Background and Aim Helicobacter pylori (H. pylori) is a common etiology for infection-related cancers and represents 5.5% of global cancer burden that increases the need for more sensitive noninvasive diagnostic techniques. The aim was to evaluate the role of saliva and stool samples in the diagnosis of H. pylori infection to replace invasive techniques and to compare between three noninvasive diagnostic tests: salivary culture, PCR, and rapid stool antigen test (RSAT). Patients and methods The study was conducted on 45 patients with dyspepsia and 45 healthy participants as a control. Saliva and stool samples were taken from all groups and subjected to culture, PCR for detection of 16SrRNA gene of H. pylori, and RSAT to detect H. pylori. Gastric biopsy samples were taken for H. pylori culture, rapid urea test, and histopathology from 20 patients. Results A total of 15.6% specimens were positive by salivary culture in patients’ group and 2.2% specimens were positive in the control group. About 31% were positive by salivary PCR in patients’ group and 6.7% were positive by salivary PCR in the control group. About 71% were positive by RSAT in patients and 49% were positive by RSAT in controls. From 20 patients, gastric biopsy samples were taken, 11 patients were positive for H. pylori infection by gastric biopsy culture, 20 were positive by histopathological examination, and 13 were positive by rapid urea test.

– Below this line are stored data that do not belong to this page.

PR #4458, opened 2024-06-07
ZEN-34423: zenmodeler startat and cycletime do not work as probably intended

Deer-WarLord:


Products/DataCollector/zenmodeler.py
```diff
@@ -1047,8 +1051,6 @@ def timeMatches(self):
         Check whether the current time matches a cron-like
         specification, return a straight true or false
         """
-        if self.startat is None:
-            return True
```
jpeacock-zenoss, line 1051: When `timeMatches` is called, `startat` will never be `None`?

Deer-WarLord: yes, we checking this here https://github.com/zenoss/zenoss-prodbin/pull/4458/files#diff-ffa1241dd5b49bebb381f208827c9be117c752e396e1c2f120cdd47cda1a1161R893

Products/DataCollector/zenmodeler.py
```diff
@@ -987,6 +986,11 @@ def checkStop(self, unused=None):
             if not self.options.cycle:
                 self.stop()
             self.finished = []
+            # frequency of heartbeat rate could be 2 times per minute in case we have
+            # cron job modeling faster than 1 minute it'll be trigger a second time
+            if runTime < 60 and self.startat is not None:
+                time.sleep(60)
```
jpeacock-zenoss, line 992: This code will block the reactor; zenmodeler will stop running for 60 seconds and nothing else will happen until afterwards.  We generally do not call `time.sleep` in an async (e.g. Twisted) application.  Is this the intended behavior?

Unfortunately, zenmodeler was never completely ported to using Twisted's `inlineCallbacks` decorator, so it still heavily relies on the in-house "driver" framework.  The `checkStop` method is called from `fillCollectionSlots` which is async (i.e. has a `yield` statement), so we could make `checkStop` async as well.

This `wait` function (https://github.com/zenoss/zenoss-prodbin/blob/develop/Products/ZenUtils/Utils.py#L2097-L2119) pauses execution of the current execution stack while allowing the reactor to process other deferreds.  It's written for `inlineCallbacks`, but `wait`'s implementation should provide some ideas on getting an async "sleep" to work with the "driver" framework.

jpeacock-zenoss (changes requested):

jpeacock-zenoss (approved):

PR #4499, opened 2024-07-23
Feature: ZEN-34969

StevePC:


Products/ZenHub/server/executors/workers.py
```diff
@@ -228,8 +228,8 @@ def execute(self, worker, task):
             )
             self._handle_retry(task, ex)
         except Exception as ex:
+            self.log.exception("Unexpected failure worklist=%s, task details: %r", self.name, dict([(f,getattr(task, f)) for f in task.__slots__]))
```
jpeacock-zenoss, line 231: Let's use a dict comprehension here.  Instead of
```
dict([...])
```
write
```
{f: getattr(task, f, None) for f in task.__slots__}
```

jpeacock-zenoss (changes requested):

jpeacock-zenoss (approved):

PR #4534, opened 2024-08-28
Feature: ZEN-35044

StevePC:


jpeacock-zenoss (changes requested):
It seems like if `meta_type` attribute is missing from the `datamap.target` object in one function, it could be missing when accessed in other functions.  Perhaps all the occurrences where `meta_type` is accessed should be updated to access it using `getattr`?

PR #4663, opened 2025-04-10
swap cz default prod state threshold with device threshold

dbouchillon:
use Devices root zProdStateThreshold as zen_czProdStateThreshold metadata send device prod state threshold as zen_deviceProdStateThreshold


bharatZen (approved):

bharatZen (approved):
The code changes look good. Were you able to verify in dev or preview? by changinh the device threshiold and making sure that the tywo different ones show up in cloud?

PR #4693, opened 2025-07-14
ZEN-35382: An Error during upgrdae '-bash: line 1: /opt/zenoss/bin/fix_MultiRealmIPZenPack.sh: No such file or directory'

Deer-WarLord:


jpeacock-zenoss (changes requested):
Is this script still required?  The latest version of the MultiRealmIP ZenPack is 2.2.5 which was released in 2018.  This script fixes a bug in version 2.2.3.

If we think there are customers still running version 2.2.3 that somehow wasn't patched by a previous ZSD upgrade, then it should be added to the product-assembly repo as a patch file that the upgrade script applies.  This script should not be in the zenoss-prodbin repo.

Deer-WarLord:
I will remove the patching from the upgrade scenario. I agree that in the 6.8.0 release, it should already be fixed.

PR #4700, opened 2025-08-06
ZEN-35404: AttributeError: 'NoneType' object has no attribute 'baseFilename' in the zenjobs container log

Deer-WarLord:


src/Products/Jobber/log.py
```diff
@@ -36,6 +36,7 @@
     LoggingProxy,
     TaskLogFileHandler,
 )
+from ..Zuul.utils import try_unbrain
```
jpeacock-zenoss, line 39: So, it doesn't look like `try_unbrain` is used anywhere in this module.  Please remove unused imports.

src/Products/Jobber/log.py
```diff
@@ -362,10 +363,13 @@ class LogLevelUpdater(object):
...
-        name = (
-            logfilename.rsplit("/", 1)[-1].rsplit(".", 1)[0].replace("-", "_")
-        )
+        try:
+            logfilename = logging._handlers.get("main").baseFilename
+            name = (
+                logfilename.rsplit("/", 1)[-1].rsplit(".", 1)[0].replace("-", "_")
+            )
+        except AttributeError:
+            name = "zenjobs"
```
jpeacock-zenoss, line 372: The name won't always be "zenjobs".  Sometimes it's "config_cache".

jpeacock-zenoss (changes requested):

src/Products/Jobber/log.py
jpeacock-zenoss: Right, which is weird.  Both zenjobs and builder run the same code but are given different configurations.  The primary difference between the two is the logging configuration, the loaded job classes, and the queue they read jobs from.

jpeacock-zenoss: I have different idea on solving this: disable the "loglevel monitor" feature.

The "loglevel monitor" feature does not work as originally intended.

The idea was that a user could make a change to the loglevel config file in CC, updating the file, and the "loglevel monitor" would detect the change and automatically update the log level for the specified loggers.

However, CC does not write updated config files into running containers, so there's no change for the "loglevel monitor" to detect.  The only way to use this feature is to attach to a container and manually edit the loglevel config file, but that change applies only to that one instance.

So, since starting the "loglevel monitor" appears to cause a bug regarding logging initialization, let us disable the "loglevel monitor".

To disable "loglevel monitor", remove the `celery:signal` stanzas from the signals.zcml file that have a `handler=".log.setup_loglevel_monitor"` and a `handler="log.teardown_loglevel_monitor"`.

jpeacock-zenoss (approved):

PR #510, opened 2016-11-28
classify: Restore previous working state

stweil:
This restores classify/adaptmatch.cpp to commit 1e60a8d71c591ab9562983778d6ce2541b75abc0
(+ two deleted empty lines).


theraysmith:
I've now fixed it properly.
When I did my original pull, all I got was the double free.
The solution that frees outside of GetAdaptiveFeatures is not as clean as freeing properly inside.

PR #515, opened 2016-11-30
Support standard parameter form --oem, --psm for tesseract executable

stweil:


stweil:
We could also consider printing a warning message if `-psm` is still used, but maybe this should not be done now.

Issue #96, opened 2015-09-16
reserved identifier violation


elfring:
I would like to point out that identifiers like "[`TESSERACT_API_BASEAPI_H__`](https://github.com/tesseract-ocr/tesseract/blob/545a0634dab4c0c168d37bf2b757f246d2aeef12/api/baseapi.h#L20)" and "[`TESSERACT_CCUTIL_PLATFORM_H__`](https://github.com/tesseract-ocr/tesseract/blob/ae6f195b1f3458fed31f8d0dbf97ac2ee9ee381b/ccutil/platform.h#L20)" [do not fit](https://www.securecoding.cert.org/confluence/display/cplusplus/DCL51-CPP.+Do+not+declare+or+define+a+reserved+identifier#DCL51-CPP.Donotdeclareordefineareservedidentifier-NoncompliantCodeExample%28HeaderGuard%29) to the expected naming convention of the C++ language standard.
Would you like to adjust your selection for unique names?

zdenop:
Yes, you can make a pull request.

zdenop:
I did one more check with google [cpplint](https://github.com/google/styleguide/tree/gh-pages/cpplint):
it ask to use API_BASEAPI_H_, while your doc suggest to use API_BASEAPI_H... 
I think we should fit to google-style (and there should be more style fixes)

amitdo:
According to their [C++ Style Guide](https://google.github.io/styleguide/cppguide.html#The__define_Guard) it should be: `TESSERACT_API_BASEAPI_H_`

PR #531, opened 2016-12-04
Fix header file guards and replace reserved identifiers

stweil:


stweil:
This also fixes issue #96.

egorpugin:
What about moving to `#pragma once`?

amitdo:
>What about moving to #pragma once?

https://google.github.io/styleguide/cppguide.html

>Do not use #pragma once; instead use the standard Google include guards. The path in the include guards should be relative to the top of your project tree.

egorpugin:
Ah,ok. No objections in this case.

stweil:
`#pragma once` is widely supported, but not a standard, while the include guards using macros only use standard code. Modern compilers like gcc or clang know include guards, so for those compilers `#pragma once` has no performance advantage.

egorpugin:
But less to write :)

stweil:
True.

stweil:
@zdenop, I think this PR is ready to get merged. Issue #96 can be closed then.

PR #532, opened 2016-12-04
openmp: Fix build with clang++ and compilers without OpenMP support

stweil:
Builds without support for OpenMP failed with the old code. Fix this:

* Add OPENMP_CXXFLAGS for ccmain.
* Replace unconditional -fopenmp by OPENMP_CXXFLAGS for lstm.
* Always use _OPENMP for conditional compilation.
* Remove OPENMP as there is already _OPENMP.
* Include omp.h conditionally.

### DIFF
--- a/api/Makefile.am
+++ b/api/Makefile.am
@@ -88,9 +88,7 @@ tesseract_LDADD = libtesseract.la
 
 tesseract_LDFLAGS = $(OPENCL_LDFLAGS)
 
-if OPENMP
 tesseract_LDADD += $(OPENMP_CFLAGS)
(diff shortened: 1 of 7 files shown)


stweil:
I tested these three test cases on Debian GNU Linux:

* default `configure && make` (OpenMP supported, wrong compiler options for `ccmain/par_control.cpp` without PR?)
* `configure --disable-openmp && make` (OpenMP disabled, bad build without PR)
* `configure CXX=clang++-3.8 && make` (OpenMP unsupported, build fails without PR)

Please review and test.

Issue #522, opened 2016-12-02
LSTM: Warnings on console when using -oem 4 on command line on windows


Shreeshrii:
While using png files as input and using oem 4 - LSTM, tesseract gives warnings on console in command mode. oem 0, 1, 2 and 3 gives no warnings.

On Windows 10, using 4.0 Alpha binaries provided by @stweil  and 4.0 alpha traineddata 

>>tesseract hin001.png hin001-hin-3 -oem 3 -l hin
Tesseract Open Source OCR Engine v4.00.00alpha with Leptonica

>>tesseract hin001.png hin001-hin-4 -oem 4 -l hin
Tesseract Open Source OCR Engine v4.00.00alpha with Leptonica
Warning in pixWriteMemPng: work-around: writing to a temp file
Warning in fopenReadFromMemory: work-around: writing to a temp file
Warning in pixWriteMemPng: work-around: writing to a temp file
Warning in fopenReadFromMemory: work-around: writing to a temp file
...

The warnings seem to be given per line, so a page with 20 lines of text gets about 40 lines of messages.

I have not tested this in the linux environment. The warnings are probably from leptonica.

zdenop:
What is an issue?

Shreeshrii:
There are a large number of warning messages when using -oem 4, not with other oem modes.

Is there a way to eliminate these? 

C:\shree>tesseract san001.png san001 -oem 4 -l san
Tesseract Open Source OCR Engine v4.00.00alpha with Leptonica
Detected 18 diacritics
Warning in pixWriteMemPng: work-around: writing to a temp file
Warning in fopenReadFromMemory: work-around: writing to a temp file
Warning in pixWriteMemPng: work-around: writing to a temp file
Warning in fopenReadFromMemory: work-around: writing to a temp file
Warning in pixWriteMemPng: work-around: writing to a temp file
Warning in fopenReadFromMemory: work-around: writing to a temp file
Warning in pixWriteMemPng: work-around: writing to a temp file
Warning in fopenReadFromMemory: work-around: writing to a temp file
Warning in pixWriteMemPng: work-around: writing to a temp file
Warning in fopenReadFromMemory: work-around: writing to a temp file
Warning in pixWriteMemPng: work-around: writing to a temp file
Warning in fopenReadFromMemory: work-around: writing to a temp file
Warning in pixWriteMemPng: work-around: writing to a temp file
Warning in fopenReadFromMemory: work-around: writing to a temp file
[...]

PR #543, opened 2016-12-07
tesseract: Disable Leptonica messages

stweil:
Disable debugging and informational messages from Leptonica
for release builds.

### DIFF
--- a/api/tesseractmain.cpp
+++ b/api/tesseractmain.cpp
@@ -388,6 +388,11 @@ int main(int argc, char** argv) {
   static GenericVector<STRING> vars_vec;
   static GenericVector<STRING> vars_values;
 
+#if !defined(DEBUG)
+  // Disable debugging and informational messages from Leptonica.
+  setMsgSeverity(L_SEVERITY_WARNING);
+#endif
+
 #if defined(HAVE_TIFFIO_H) && defined(_WIN32)
   /* Show libtiff warnings on console (not in GUI). */
   TIFFSetWarningHandler(Win32WarningHandler);


amitdo:
https://github.com/tesseract-ocr/tesseract/issues/522

stweil commented

>That would be possible, yes. But without those nagging messages, I'd never have had a look on that part of Leptonica.


 DanBloomberg commented

>Alternatively, for a bit more flexibility, you can define the environmental variable
#define LEPT_MSG_SEVERITY L_SEVERITY_WARNING
and use
setMsgSeverity(L_SEVERITY_EXTERNAL);

amitdo:
I want the above option in the release build.
@stweil?

stweil:
Using the environment variable would imply that you always get at least one message from Leptonica because the code which enables / disables warnings also writes messages. :-( That's why I decided against that feature for the moment.
Leptonica needs a modification which allows suppressing messages from setMsgSeverity, no matter whether the environment variable exists or not and no matter which message severity level is set.

amitdo:
cc: @Danbloomberg

DanBloomberg:
First, some more of the basics, for disabling at least all info and warning messages.

You can define the external env variable to L_SEVERITY_ERROR.  That will disable warnings, which I believe makes sense for tesseract.

If you set this severity level at compile time, you guarantee that it can't be over-ridden at run-time.

If you want to go further and suppress all messages, including those from the ERROR_*  macros (which are different from the informational L_* macros), define NO_CONSOLE_IO on the compile line (or use L_SEVERITY_NONE).

As for the suggestion that setMsgSeverity() tells you what it does, I can easily add a 2nd arg (debug) and only emit those messages when debug = TRUE.  Stefan, is that what you want?

DanBloomberg:
Better, I'll just comment out the comments, leaving the interface unchanged.

stweil:
Yes, I'd prefer keeping the interface unchanged and disabling the messages (at least for arguments in the valid range).

DanBloomberg:
this change is pushed to leptonica master on github

DanBloomberg:
and modified to keep the warning(error) message but not the info(OK) messages

stweil:
An unset environment variable should not result in a warning, as this is the normal case. With the latest Leptonica code this requires unnecessarily tricky code.

DanBloomberg:
I was thinking that if you try to set it to the external value, and that value is not set, it should issue a warning because the attempt failed.  I am already commenting the L_INFOs out there, and I can comment the warning out as well.

DanBloomberg:
All leptonica messages in setMsgSeverity() are now disabled, as requested.

api/tesseractmain.cpp
```diff
@@ -388,6 +388,11 @@ int main(int argc, char** argv) {
   static GenericVector<STRING> vars_vec;
   static GenericVector<STRING> vars_values;
 
+#if !defined(DEBUG)
```
egorpugin: Can we change this to `#ifndef NDEBUG` ? `NDEBUG` is more common than `DEBUG`.

stweil:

The salivary culture showed (100%) specificity, (38.5%) sensitivity, and (60%) accuracy. While PCR on saliva showed specificity (100%), (61.5%) sensitivity, and (75%) accuracy. RSAT showed (71.4%) specificity, 92.3% sensitivity, and 85% accuracy. Conclusion The oral cavity is an important extragastric reservoir of H. pylori; salivary PCR technique shows a much higher specificity and sensitivity than salivary culture. RSAT shows high sensitivity but with lower specificity.
无创技术诊断消化不良患者幽门螺杆菌的比较研究
背景与目的幽门螺杆菌(H.pylori)是感染相关癌症的常见病因,占全球癌症负担的5.5%,这增加了对更灵敏的非侵入性诊断技术的需求。目的是评估唾液和粪便样本在诊断幽门螺杆菌感染中的作用,以取代侵入性技术,并比较三种非侵入性诊断测试:唾液培养、PCR和快速粪便抗原测试(RSAT)。患者和方法本研究以45例消化不良患者和45名健康参与者为对照。从所有组中提取唾液和粪便样本,并进行培养、PCR检测幽门螺杆菌16SrRNA基因和RSAT检测幽门螺杆杆菌。对20名患者的胃活检样本进行幽门螺杆菌培养、快速尿素试验和组织病理学检查。结果患者组唾液培养阳性率为15.6%,对照组为2.2%。患者组唾液聚合酶链式反应阳性率约为31%,对照组唾液聚合酶链反应阳性率为6.7%。约71%的患者RSAT阳性,49%的对照组RSAT阳性。从20名患者中抽取胃活检样本,11名患者通过胃活检培养对幽门螺杆菌感染呈阳性,20名患者通过组织病理学检查呈阳性,13名患者通过快速尿素试验呈阳性。唾液培养显示(100%)特异性,(38.5%)敏感性和(60%)准确性。唾液聚合酶链式反应显示特异性(100%)、敏感性(61.5%)和准确性(75%)。RSAT的特异性为71.4%,敏感性为92.3%,准确率为85%。结论口腔是幽门螺杆菌重要的胃外宿主;唾液PCR技术显示出比唾液培养更高的特异性和敏感性。RSAT显示出高灵敏度但特异性较低。